#### GIVEN ENTRIES
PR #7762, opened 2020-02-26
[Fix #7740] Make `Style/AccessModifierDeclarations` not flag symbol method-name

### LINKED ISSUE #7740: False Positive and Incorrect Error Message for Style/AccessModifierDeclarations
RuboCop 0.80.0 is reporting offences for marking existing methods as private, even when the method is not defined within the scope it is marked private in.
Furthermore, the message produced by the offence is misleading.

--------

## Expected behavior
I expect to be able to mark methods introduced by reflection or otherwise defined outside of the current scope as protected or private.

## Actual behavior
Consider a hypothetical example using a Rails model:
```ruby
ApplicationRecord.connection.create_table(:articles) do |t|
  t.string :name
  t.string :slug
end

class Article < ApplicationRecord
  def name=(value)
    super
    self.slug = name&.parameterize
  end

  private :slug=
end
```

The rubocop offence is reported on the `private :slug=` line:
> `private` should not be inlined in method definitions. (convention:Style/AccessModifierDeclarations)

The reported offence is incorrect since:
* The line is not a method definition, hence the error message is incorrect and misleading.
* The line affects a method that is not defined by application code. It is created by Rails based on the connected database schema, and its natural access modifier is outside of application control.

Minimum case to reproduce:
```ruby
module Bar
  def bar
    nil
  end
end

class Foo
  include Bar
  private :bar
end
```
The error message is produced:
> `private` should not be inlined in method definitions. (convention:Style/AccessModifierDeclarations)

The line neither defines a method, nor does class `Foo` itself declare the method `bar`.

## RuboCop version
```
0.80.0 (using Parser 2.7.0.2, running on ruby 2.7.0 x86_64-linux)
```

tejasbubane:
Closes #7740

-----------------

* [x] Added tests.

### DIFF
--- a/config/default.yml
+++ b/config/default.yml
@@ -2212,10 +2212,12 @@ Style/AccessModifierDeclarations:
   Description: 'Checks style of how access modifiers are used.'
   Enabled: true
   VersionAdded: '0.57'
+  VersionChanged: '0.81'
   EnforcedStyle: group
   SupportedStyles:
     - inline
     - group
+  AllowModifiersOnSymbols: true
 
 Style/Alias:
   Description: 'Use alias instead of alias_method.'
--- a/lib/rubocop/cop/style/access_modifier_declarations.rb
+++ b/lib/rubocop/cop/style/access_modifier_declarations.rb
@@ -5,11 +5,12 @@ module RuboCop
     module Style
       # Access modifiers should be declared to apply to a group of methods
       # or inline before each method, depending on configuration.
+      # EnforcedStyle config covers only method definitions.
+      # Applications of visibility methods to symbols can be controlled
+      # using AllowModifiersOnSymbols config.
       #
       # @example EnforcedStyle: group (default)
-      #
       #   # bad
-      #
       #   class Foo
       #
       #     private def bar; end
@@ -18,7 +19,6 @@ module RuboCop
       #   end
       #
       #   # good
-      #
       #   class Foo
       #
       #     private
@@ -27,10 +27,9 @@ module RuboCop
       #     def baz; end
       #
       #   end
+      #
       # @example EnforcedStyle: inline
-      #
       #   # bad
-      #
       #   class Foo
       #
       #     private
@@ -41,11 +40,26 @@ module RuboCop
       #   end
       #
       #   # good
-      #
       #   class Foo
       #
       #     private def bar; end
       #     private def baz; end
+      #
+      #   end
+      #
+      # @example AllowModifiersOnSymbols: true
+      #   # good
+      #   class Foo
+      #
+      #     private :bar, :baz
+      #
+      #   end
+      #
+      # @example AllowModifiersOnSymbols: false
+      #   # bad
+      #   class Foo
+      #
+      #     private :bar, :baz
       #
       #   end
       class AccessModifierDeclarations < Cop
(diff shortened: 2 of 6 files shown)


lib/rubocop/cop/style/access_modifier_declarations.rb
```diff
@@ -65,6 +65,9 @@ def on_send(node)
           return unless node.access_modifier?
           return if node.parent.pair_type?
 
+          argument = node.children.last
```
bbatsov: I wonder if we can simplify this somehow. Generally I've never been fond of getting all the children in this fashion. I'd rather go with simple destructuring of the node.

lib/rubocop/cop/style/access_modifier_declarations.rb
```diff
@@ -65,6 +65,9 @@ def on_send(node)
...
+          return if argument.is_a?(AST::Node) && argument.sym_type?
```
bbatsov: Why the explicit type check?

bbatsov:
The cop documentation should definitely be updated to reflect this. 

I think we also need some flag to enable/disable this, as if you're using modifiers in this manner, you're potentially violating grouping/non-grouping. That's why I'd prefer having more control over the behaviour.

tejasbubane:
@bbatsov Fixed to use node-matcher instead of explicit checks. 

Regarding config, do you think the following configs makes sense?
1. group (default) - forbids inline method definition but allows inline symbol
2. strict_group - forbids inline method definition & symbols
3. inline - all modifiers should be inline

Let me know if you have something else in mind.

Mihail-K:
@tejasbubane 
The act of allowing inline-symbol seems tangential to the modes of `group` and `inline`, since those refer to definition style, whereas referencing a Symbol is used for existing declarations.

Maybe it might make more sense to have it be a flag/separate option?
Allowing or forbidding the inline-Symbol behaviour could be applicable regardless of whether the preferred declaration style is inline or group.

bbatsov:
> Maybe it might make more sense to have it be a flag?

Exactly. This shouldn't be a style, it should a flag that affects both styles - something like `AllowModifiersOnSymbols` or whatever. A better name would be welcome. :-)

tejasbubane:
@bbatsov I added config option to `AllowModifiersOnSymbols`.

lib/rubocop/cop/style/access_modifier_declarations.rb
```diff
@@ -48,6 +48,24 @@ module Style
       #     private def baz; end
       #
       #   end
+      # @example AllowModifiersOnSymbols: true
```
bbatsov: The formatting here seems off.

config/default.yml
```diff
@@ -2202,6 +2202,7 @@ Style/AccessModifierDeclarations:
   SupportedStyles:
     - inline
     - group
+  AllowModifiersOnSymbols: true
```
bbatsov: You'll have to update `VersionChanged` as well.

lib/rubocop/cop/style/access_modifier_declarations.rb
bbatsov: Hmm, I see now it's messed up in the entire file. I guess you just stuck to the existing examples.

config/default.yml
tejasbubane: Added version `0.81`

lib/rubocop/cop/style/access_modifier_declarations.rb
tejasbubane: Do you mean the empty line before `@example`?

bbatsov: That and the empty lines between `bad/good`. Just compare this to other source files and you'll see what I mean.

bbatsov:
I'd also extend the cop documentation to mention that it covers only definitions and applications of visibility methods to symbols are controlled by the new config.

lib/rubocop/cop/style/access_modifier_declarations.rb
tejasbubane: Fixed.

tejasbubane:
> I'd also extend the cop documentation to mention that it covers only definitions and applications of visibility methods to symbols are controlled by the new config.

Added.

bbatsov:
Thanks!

--

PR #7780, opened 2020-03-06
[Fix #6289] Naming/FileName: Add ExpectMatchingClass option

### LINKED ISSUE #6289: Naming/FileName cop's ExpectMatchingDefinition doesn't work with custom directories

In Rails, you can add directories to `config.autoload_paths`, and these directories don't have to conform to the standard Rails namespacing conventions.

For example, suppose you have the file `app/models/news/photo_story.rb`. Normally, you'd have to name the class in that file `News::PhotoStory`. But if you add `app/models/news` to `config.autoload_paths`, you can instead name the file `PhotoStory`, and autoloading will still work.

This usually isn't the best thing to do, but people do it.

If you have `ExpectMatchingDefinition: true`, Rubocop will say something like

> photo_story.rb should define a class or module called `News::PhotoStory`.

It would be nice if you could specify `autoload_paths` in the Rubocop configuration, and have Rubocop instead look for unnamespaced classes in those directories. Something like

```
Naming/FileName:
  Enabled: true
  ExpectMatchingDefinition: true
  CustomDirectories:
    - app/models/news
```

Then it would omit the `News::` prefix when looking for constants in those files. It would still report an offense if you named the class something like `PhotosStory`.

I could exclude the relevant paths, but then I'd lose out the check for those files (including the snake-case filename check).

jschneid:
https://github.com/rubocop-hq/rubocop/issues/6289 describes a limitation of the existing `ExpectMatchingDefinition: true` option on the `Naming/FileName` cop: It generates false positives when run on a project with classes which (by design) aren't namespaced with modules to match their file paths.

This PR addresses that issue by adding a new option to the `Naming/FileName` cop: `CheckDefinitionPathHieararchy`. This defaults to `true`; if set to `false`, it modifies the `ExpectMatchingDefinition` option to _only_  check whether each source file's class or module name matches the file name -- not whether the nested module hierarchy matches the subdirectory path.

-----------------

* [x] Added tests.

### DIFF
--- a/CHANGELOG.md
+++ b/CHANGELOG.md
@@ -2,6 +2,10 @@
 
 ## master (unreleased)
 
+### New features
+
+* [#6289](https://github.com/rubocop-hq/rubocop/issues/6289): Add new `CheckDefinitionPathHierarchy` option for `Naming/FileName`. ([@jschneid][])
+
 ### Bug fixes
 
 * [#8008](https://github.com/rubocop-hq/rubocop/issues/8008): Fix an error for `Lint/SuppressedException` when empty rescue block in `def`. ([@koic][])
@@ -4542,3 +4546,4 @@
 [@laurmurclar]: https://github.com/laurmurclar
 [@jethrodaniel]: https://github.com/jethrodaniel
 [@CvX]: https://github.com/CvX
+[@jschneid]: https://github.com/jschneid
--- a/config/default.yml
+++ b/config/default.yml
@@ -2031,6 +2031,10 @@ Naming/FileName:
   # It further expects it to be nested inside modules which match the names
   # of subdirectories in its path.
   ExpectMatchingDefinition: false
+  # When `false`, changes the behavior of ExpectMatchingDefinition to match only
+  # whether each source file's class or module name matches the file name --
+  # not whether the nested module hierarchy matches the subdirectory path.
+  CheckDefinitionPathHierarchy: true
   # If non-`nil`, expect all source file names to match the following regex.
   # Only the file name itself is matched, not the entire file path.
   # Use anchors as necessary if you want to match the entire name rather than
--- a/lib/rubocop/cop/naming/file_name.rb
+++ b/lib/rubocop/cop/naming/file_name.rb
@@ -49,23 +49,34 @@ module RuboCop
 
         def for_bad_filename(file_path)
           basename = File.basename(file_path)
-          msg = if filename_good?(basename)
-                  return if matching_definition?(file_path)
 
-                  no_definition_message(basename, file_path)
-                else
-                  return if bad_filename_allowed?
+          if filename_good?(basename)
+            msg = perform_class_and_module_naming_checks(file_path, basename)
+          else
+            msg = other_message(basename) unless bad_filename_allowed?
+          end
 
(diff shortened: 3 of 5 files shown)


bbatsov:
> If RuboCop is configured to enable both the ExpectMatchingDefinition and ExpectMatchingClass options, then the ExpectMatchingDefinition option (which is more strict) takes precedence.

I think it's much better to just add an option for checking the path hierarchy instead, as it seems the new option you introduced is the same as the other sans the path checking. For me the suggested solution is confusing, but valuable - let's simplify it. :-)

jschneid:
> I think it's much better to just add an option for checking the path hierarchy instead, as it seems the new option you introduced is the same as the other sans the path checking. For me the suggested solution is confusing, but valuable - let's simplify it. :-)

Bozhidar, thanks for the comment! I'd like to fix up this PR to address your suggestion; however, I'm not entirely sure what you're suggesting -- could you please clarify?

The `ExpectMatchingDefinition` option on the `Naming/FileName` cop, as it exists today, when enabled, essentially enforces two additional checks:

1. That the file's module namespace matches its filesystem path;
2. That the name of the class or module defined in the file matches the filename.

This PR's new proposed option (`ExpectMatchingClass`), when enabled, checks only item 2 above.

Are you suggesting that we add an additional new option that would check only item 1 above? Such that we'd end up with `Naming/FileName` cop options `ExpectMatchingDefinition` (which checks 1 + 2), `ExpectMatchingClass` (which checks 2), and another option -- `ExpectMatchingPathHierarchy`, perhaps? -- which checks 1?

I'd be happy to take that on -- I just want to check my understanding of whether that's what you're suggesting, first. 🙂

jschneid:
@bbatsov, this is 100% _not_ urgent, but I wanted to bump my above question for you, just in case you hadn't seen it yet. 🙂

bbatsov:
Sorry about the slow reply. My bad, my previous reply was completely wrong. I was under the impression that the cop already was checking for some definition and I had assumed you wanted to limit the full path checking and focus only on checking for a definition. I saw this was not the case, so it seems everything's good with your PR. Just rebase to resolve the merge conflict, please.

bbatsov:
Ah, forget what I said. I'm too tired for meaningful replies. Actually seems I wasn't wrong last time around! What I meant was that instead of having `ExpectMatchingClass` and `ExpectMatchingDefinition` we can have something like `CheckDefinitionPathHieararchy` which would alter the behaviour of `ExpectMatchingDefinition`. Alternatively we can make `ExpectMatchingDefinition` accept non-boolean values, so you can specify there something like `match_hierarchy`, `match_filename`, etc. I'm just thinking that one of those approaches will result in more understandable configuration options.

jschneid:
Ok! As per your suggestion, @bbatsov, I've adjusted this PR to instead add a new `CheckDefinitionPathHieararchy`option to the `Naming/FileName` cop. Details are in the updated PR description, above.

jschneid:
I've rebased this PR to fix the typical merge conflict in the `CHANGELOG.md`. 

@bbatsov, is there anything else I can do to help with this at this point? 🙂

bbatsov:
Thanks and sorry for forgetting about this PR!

#### ACTIVITY
Look through the material above and print exactly the lines from the one containing "PR #7762, opened 2020-02-26" to the one containing "### LINKED ISSUE #7740: False", both included, and nothing more.

#### TASK ANSWER
PR #7762, opened 2020-02-26
[Fix #7740] Make `Style/AccessModifierDeclarations` not flag symbol method-name

### LINKED ISSUE #7740: False Positive and Incorrect Error Message for Style/AccessModifierDeclarations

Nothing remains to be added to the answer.